Schools

150 years of history, learning

THE ORIGINAL Westminster School (Jerry Howard).

The telephone hadn’t been invented; there were just 46 states and the automobile was still a generation into the future when the pioneers who founded the Presbyterian colony of Westminster in the Santa Ana Valley in 1870 established a local public school district.

It was 1872 when that happened, and now the WSD is observing its 150th anniversary on Thursday at the district offices, 14121 Cedarwood St., Westminster at 5 p.m.

The WSD, now with an enrollment of about 10,000, is one of the oldest school systems in Orange County and is the oldest public district operating under the same name as it had when founded.

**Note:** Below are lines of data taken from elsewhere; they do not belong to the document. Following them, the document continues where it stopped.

Issue #3482, opened 2023-06-21
[Bug] The "Track measurement" dialog does not appear when the left studies panel is folded.


Yonatanmh:
### Describe the Bug

If the left studies panel in the viewer is closed before creating any annotations, the "tracked measurements for this series" dialog does not appear at all, leaving the measurements untracked. This could lead to confusion for users as they may need to realize they need to open the panel before making the first annotations in order to mark the series as a tracked series.

### Steps to Reproduce

1. Open the viewer.
2. Fold the left studies panel.
3. Create an annotation (for example, a length tool annotation).

### The current behavior

The "Track measurement" dialog does not appear when the left studies panel is folded.

### The expected behavior

The "Track measurement" dialog should appear even if the left studies panel is folded.

### OS

macOS 13.4

### Node version

19.7.0

### Browser

Chrome 114.0.5735.133 (Official Build) (arm64)

Yonatanmh:
Based on my understanding, when the panel is folded, the `PanelStudyBrowserTracking` component is not rendered, and as a result, the _useEffect_ hook, which triggers the `‘TRACK_SERIES’` event that in turn displays the requested dialog, does not get executed at all. 
One potential solution could be to move the contents of this _useEffect_ to the parent `SidePanel` component. The `SidePanel` component appears to continue to be rendered even when the studies panel is folded, so this might be a more robust place to handle this functionality.

PR #3530, opened 2023-07-12
fix(Measurement tracking): Side panel study browser can now be closed and measurements are still tracked

jbocce:
### Context

Fixes issue https://github.com/OHIF/Viewers/issues/3482

### Changes & Results

Moved the effect for firing the measurement tracking state machine events from PanelStudyBrowserTracking to TrackedCornerstoneViewport. Since at least one TrackedCornerstoneViewport is always on screen when markups are added, measurements can be tracked even if the side study panel is closed or not even included in the app.

Ensured that the state machine events are only fired once per measurement addition.

### Testing

Follow the steps in issue #3482 and ensure the desired outcome is achieved.

In general, measurements should be able to be tracked regardless of the visibility and presence of the side panel study browser.

Also ensure that only one measurement tracking state machine event is fired per measurement added. This can be done by putting a break point [here](https://github.com/jbocce/Viewers/blob/65f27c7c357475faacadf4ee8dfe0c49117ccc07/extensions/measurement-tracking/src/viewports/TrackedCornerstoneViewport.tsx#L176) and ensure it is hit only once per measurement added.

#### PR

#### Code

  etc.)

  additions or removals.

#### Tested Environment

- [x] OS: Windows 11 
- [x] Node version: 16.14.0
- [x] Browser: Chrome 114.0.5735.199
  

### DIFF
--- a/extensions/measurement-tracking/src/viewports/TrackedCornerstoneViewport.tsx
+++ b/extensions/measurement-tracking/src/viewports/TrackedCornerstoneViewport.tsx
@@ -154,6 +154,13 @@ function TrackedCornerstoneViewport(props) {
     };
   }, [isTracked]);
 
+  /**
+   * The effect for listening to measurement service measurement added events
+   * and in turn firing an event to update the measurement tracking state machine.
+   * The TrackedCornerstoneViewport is the best place for this because when
+   * a measurement is added, at least one TrackedCornerstoneViewport will be in
+   * the DOM and thus can react to the events fired.
+   */
   useEffect(() => {
     const added = measurementService.EVENTS.MEASUREMENT_ADDED;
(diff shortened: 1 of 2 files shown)


extensions/measurement-tracking/src/viewports/TrackedCornerstoneViewport.tsx
```diff
@@ -149,6 +154,48 @@ function TrackedCornerstoneViewport(props) {
     };
   }, [isTracked]);
 
+  useEffect(() => {
```
sedghi, line 157: This would appreaciate a note/comment about why this belongs here

sedghi (commented):
Looks good, thanks

sedghi (approved):

PR #3534, opened 2023-07-12
Fix the wrong aspect ratio load

wayfarer3130:
### Context

The resize listener in OHIFCornerstoneViewport wasn't firing the resize most of the time on DICOM SR load because the wrong parameter was being applied.
Also added fixes to OHIFCornerstoneViewport to provide ready events for image rendered so that the tests can proceed properly.  That allows testing the actual expansion/collapse of the viewport rendering properly because it is possible to know when it has been updated.
Finally, a tweak to the scrollbar size to reflect the number of images rather than being a constant size.

### Testing

This test only fails if one has added automatically opening of the measurement panel.  I'm actually not sure how to reproduce this inside vanilla OHIF.

Find a study that has a non square image (SIIM Sally dataset with XC works) in fact any dataset with an SR saved is sufficient
Save a DICOM SR to the study
Double click the DICOM SR to load into 1x1 mode
Click the load button, watching the position of measurements.  Often, previously, they wouldn't move, AND the aspect ratio of non-square images would change as actually viewed.  This is not 100%, but was 20-50%

#### PR

#### Code

  etc.)

  additions or removals.

#### Tested Environment

- [] OS: 
- [] Node version: 
- [] Browser:
  


sedghi:
I remember this weird effect when I used throttle for resize, that is why I made it debounce, though throttle seem much more smooth, but it has these werid flickerings

[OHIF-Viewer (1).webm](https://github.com/OHIF/Viewers/assets/7490180/f0242315-837b-4b76-ac8a-b9b6c8a315ad)

extensions/cornerstone/src/Viewport/OHIFCornerstoneViewport.tsx
```diff
@@ -328,6 +350,11 @@ const OHIFCornerstoneViewport = React.memo(props => {
       Enums.Events.ELEMENT_ENABLED,
       elementEnabledHandler
     );
+    const elementToListen = elementRef.current;
```
sedghi, line 353: if this is for tests, I much rather have it inside cypress, since we have cornerstone on the window, you can grab it get the viewport, get the element, subscribe to it and just run a set interval until your closure state becomes true for the `dataRendered`

extensions/cornerstone/src/Viewport/OHIFCornerstoneViewport.tsx
```diff
@@ -486,13 +518,11 @@ const OHIFCornerstoneViewport = React.memo(props => {
...
-      <div className="viewport-wrapper">
+      <div className="viewport-wrapper" data-rendered={dataRendered}>
         <ReactResizeDetector
-          handleWidth
-          handleHeight
-          skipOnMount={true} // Todo: make these configurable
-          refreshMode={'debounce'}
-          refreshRate={200} // transition amount in side panel
+          skipOnMount={true}
+          refreshMode="throttle"
```
sedghi, line 524: see my other message that has the video displaying the flickering effect

extensions/cornerstone/src/Viewport/OHIFCornerstoneViewport.tsx
wayfarer3130: Right now the primary use is for tests, but there are numerous other applications for which we need this sort of state:
* Clearing views when switching to a different image/view that is taking a while (to prevent hte user having the wrong image)

extensions/cornerstone/src/Viewport/OHIFCornerstoneViewport.tsx
wayfarer3130: I see the issue, debounce is definitely wrong in the current setup, but maybe there is another parameter I can use.  debounce on trailing edge would work

PR #3540, opened 2023-07-17
test: Integration test wait until rendered/queried instead of timed

wayfarer3130:
### Context

Added support to directly use the rendered/queried results.  

### Changes & Results

Use the cornerstone renderedState to wait for dicom image load instead of timing it.
Added a querying parameter to the worklist to record whether a query is in progress or not.  Exposed as a data-querying element (this is already re-rendering, so no significant change on render timing).

### Testing

Run the integration tests - they should pass (once new CS3D is incorporated)

#### PR

#### Code

  etc.)

  additions or removals.

#### Tested Environment

- [] OS: 
- [] Node version: 
- [] Browser:
  

### DIFF
--- a/platform/app/cypress/support/commands.js
+++ b/platform/app/cypress/support/commands.js
@@ -46,7 +46,7 @@ Cypress.Commands.add('openStudy', PatientName => {
   cy.openStudyList();
   cy.get('#filter-patientNameOrId').type(PatientName);
   // cy.get('@getStudies').then(() => {
-  cy.wait(1000);
+  cy.waitQueryList();
 
   cy.get('[data-cy="study-list-results"]', { timeout: 5000 })
     .contains(PatientName)
@@ -65,7 +65,6 @@ Cypress.Commands.add(
       ) {
         cy.openStudyInViewer(StudyInstanceUID, otherParams);
         cy.waitDicomImage();
-        cy.wait(2000);
       }
     });
   }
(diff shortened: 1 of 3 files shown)


platform/app/cypress/support/commands.js
```diff
@@ -198,54 +200,24 @@ Cypress.Commands.add('expectMinimumThumbnails', (seriesToWait = 1) => {
...
-              $cornerstone.Enums.Events.ELEMENT_ENABLED,
-              onEnabled
+Cypress.Commands.add('waitDicomImage', () => {
+  cy.window()
+    .its('cornerstone')
+    .should($cornerstone => {
+      const enabled = $cornerstone.getEnabledElements();
+      if (enabled?.length) {
+        enabled.forEach((item, i) => {
+          if (item.viewport.viewportStatus !== 'rendered') {
```
sedghi, line 210: we should grab 'rendered' from Enums

wayfarer3130: App doesn't include @cornerstonejs/core as that is part of the extension.  I'd rather not have the dependency at that level, so that kind of leaves directly encoding the value.  If you prefer me to add the dependency then I can, but I really feel all cornerstone dependencies should be in extensions.

sedghi: you are already using it in line 207, $cornerstone

PR #3549, opened 2023-07-19
fix isReuseableViewport method

m00n620:
### Context

`isReuseableViewport` method is checking 4 conditions(position, displaySets, its width and height). As a result, viewport id is being updated when we change the grid layout or drag new series into the existing viewport.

Other “old” school operations whose origins go back over 100 years include  Anaheim (1867), Garden Grove (1875), Fullerton (1888), Huntington Beach (1906), Orange (1879), Santa Ana (1878).

Throughout its history, the district has grown from one wooden building into a system with 17 schools that serves most of Westminster as well as campuses in Garden Grove, Huntington Beach and Midway City.

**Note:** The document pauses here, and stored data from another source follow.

PR #3558, opened 2023-07-21
fix(rerendering): reduce the re-rendering of the viewport grid

sedghi:
#### PR

#### Code

  etc.)

  additions or removals.

#### Tested Environment

- [] OS: 
- [] Node version: 
- [] Browser:
  

### DIFF
--- a/extensions/cornerstone/src/Viewport/OHIFCornerstoneViewport.tsx
+++ b/extensions/cornerstone/src/Viewport/OHIFCornerstoneViewport.tsx
@@ -10,13 +10,7 @@ import {
   utilities as csUtils,
 } from '@cornerstonejs/core';
 import { MeasurementService } from '@ohif/core';
-import {
-  CinePlayer,
-  useCine,
-  useViewportGrid,
-  Notification,
-  useViewportDialog,
-} from '@ohif/ui';
+import { Notification, useViewportDialog } from '@ohif/ui';
 import {
   IStackViewport,
   IVolumeViewport,
@@ -28,6 +22,7 @@ import './OHIFCornerstoneViewport.css';
 import CornerstoneOverlays from './Overlays/CornerstoneOverlays';
 import getSOPInstanceAttributes from '../utils/measurementServiceMappings/utils/getSOPInstanceAttributes';
 import CornerstoneServices from '../types/CornerstoneServices';
+import CinePlayer from '../components/CinePlayer';
 
 const STACK = 'stack';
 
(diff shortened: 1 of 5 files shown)


extensions/cornerstone/src/Viewport/OHIFCornerstoneViewport.tsx
```diff
@@ -505,25 +432,11 @@ const OHIFCornerstoneViewport = React.memo(props => {
...
-            }
-            onFrameRateChange={frameRate =>
-              cineService.setCine({
-                id: activeViewportIndex,
-                frameRate,
-              })
-            }
-          />
-        )}
+        <CinePlayer
```
wayfarer3130, line 435: I really like this setup with just instantiating the component rather than passing all sorts of extra services in.

platform/ui/src/components/SplitButton/SplitButton.tsx
```diff
@@ -183,77 +183,83 @@ const SplitButton = ({
 
   const listItemRenderer = renderer || DefaultListItemRenderer;
 
-  return (
-    <OutsideClickHandler onOutsideClick={outsideClickHandler}>
```
wayfarer3130, line 187: If you take a look at the https://www.npmjs.com/package/react-outside-click-handler documentation, it mentions that there is a disabled parameter which is specifically designed to enable/disable this, without mounting/unmounting the entire tree.  The cost of setting disabled is also much lower than that of adding/removing the tree, and that makes the GUI more responsive.  Could you use disabled instead?

extensions/cornerstone/src/components/CinePlayer/CinePlayer.tsx
```diff
@@ -0,0 +1,103 @@
+import React, { useEffect } from 'react';
+import { CinePlayer, useCine, useViewportGrid } from '@ohif/ui';
+import { Enums, eventTarget } from '@cornerstonejs/core';
+
+function WrappedCinePlayer({
+  enabledVPElement,
+  viewportIndex,
+  servicesManager,
+}) {
+  const { toolbarService } = servicesManager.services;
```
wayfarer3130, line 10: Could you consider getting the customization service here and if the customization service defines a cine player, then returning that CINE player instead of this one?  That way the user can replace the CINE player entirely should the mode decide they want to do that.  I've seen several implementations of different CINE players, so it is clearly something that people want to customize in the mode.

wayfarer3130 (changes requested):
Would like to see the disabled use on the tree rather than the remove/add of the entire outside click handler.

wayfarer3130 (approved):

PR #4902, opened 2025-03-28
Import Path Dicom Microscopy viewer

salimkanoun:
### Context
Following https://github.com/OHIF/Viewers/pull/4891 trying to solve the import of dicom microscopy viewer if served by non root path.

When using publicURL, dicom-microscopy-viewer retrieve from OHIF still miss the basename prefix,

### Changes & Results

In importPath of pluginConfig was settings "/dicom-microscopy-viewer/dicomMicroscopyViewer.min.js " so was evaluated as absolute path and thus PUBLIC_URL was not applyed in write pluginImportFile.js

Removing the first '/' to make it relative solve the issue for retrieving the assets but OHIF crashes on another issue by calling
"/dicom-microscopy-viewer/index.worker.min.worker.js" from with an absolute path without adding the PUBLIC_URL in this http request (but didn't found where it comes from)

### Testing

Use a build with PUBLIC_URL, with this fix retrieve of dicomMicroscopyViewer.min.js is OK but fails for index.worker.min.worker.js

#### Code

  etc.)

  additions or removals.

### DIFF
--- a/platform/app/.webpack/writePluginImportsFile.js
+++ b/platform/app/.webpack/writePluginImportsFile.js
@@ -10,10 +10,6 @@ const extractName = val => (typeof val === 'string' ? val : val.packageName);
 
 const publicURL = process.env.PUBLIC_URL || '/';
 
-function isAbsolutePath(path) {
-  return path.startsWith('http') || path.startsWith('/');
-}
-
 function constructLines(input, categoryName) {
   let pluginCount = 0;
 
@@ -77,7 +73,7 @@ function getRuntimeLoadModesExtensions(modules) {
     if (module.importPath) {
       dynamicLoad.push(
         `  if( module==="${packageName}") {`,
-        `    const imported = await window.browserImportFunction('${isAbsolutePath(module.importPath) ? '' : publicURL}${module.importPath}');`,
+        `    const imported = await window.browserImportFunction('${publicURL}${module.importPath}');`,
         '    return ' +
           (module.globalName
             ? `window["${module.globalName}"];`
--- a/platform/app/pluginConfig.json
+++ b/platform/app/pluginConfig.json
@@ -96,7 +96,7 @@
     },
     {
       "packageName": "dicom-microscopy-viewer",
-      "importPath": "/dicom-microscopy-viewer/dicomMicroscopyViewer.min.js",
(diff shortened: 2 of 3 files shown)


platform/app/.webpack/writePluginImportsFile.js
```diff
@@ -77,7 +73,7 @@ function getRuntimeLoadModesExtensions(modules) {
     if (module.importPath) {
       dynamicLoad.push(
         `  if( module==="${packageName}") {`,
-        `    const imported = await window.browserImportFunction('${isAbsolutePath(module.importPath) ? '' : publicURL}${module.importPath}');`,
+        `    const imported = await window.browserImportFunction('${publicURL}${module.importPath}');`,
```
wayfarer3130, line 76: Please don't undo the change - if you want to prefix it, then use a relative path, and if you don't, then use an absolute path.  This change will break absolute paths to external modules.

platform/app/pluginConfig.json
```diff
@@ -96,7 +96,7 @@
     },
     {
       "packageName": "dicom-microscopy-viewer",
-      "importPath": "/dicom-microscopy-viewer/dicomMicroscopyViewer.min.js",
+      "importPath": "dicom-microscopy-viewer/dicomMicroscopyViewer.min.js",
```
wayfarer3130, line 99: This change by itself is sufficient to load the dicom microscopy viewer inside the publicURL path, without the change to writePluginImportsFile change.  However, the library itself can't handle being loaded at a relative path.

wayfarer3130:
>Removing the first '/' to make it relative solves this issue for retrieving the assets but OHIF crashes on another issue by calling
> "/dicom-microscopy-viewer/index.worker.min.worker.js" from an absolute path without adding the PUBLIC_URL in this http 
> request (but didn't found where it comes from)

The problem is an internal issue in dicom-microscopy-viewer libraries that has to be solved in that library.  Without fixing that internal issue, changing to a relative path is insufficient.

wayfarer3130:
To get the dicom microscopy viewer loading with a public url, you will have to publish it on the root path, OR create a custom version of the microscopy viewer that knows about the public path.  This didn't work in 3.9 either with a public path and not serving it on the root path as it is a limitation of the internal library.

The WSD was involved in the 1946 historic Mendez vs. Westminster decision in which the practice of segregating children of Mexican ancestry into separate schools was ruled unconstitutional. The lawsuit that led to the ruling also involved the Garden Grove, El Modena and Santa Ana districts as well.

Mendez vs. Westminster was a precedent cited in the 1954 U.S. Supreme Court ruling banning segregation based on race in public schools across the U.S.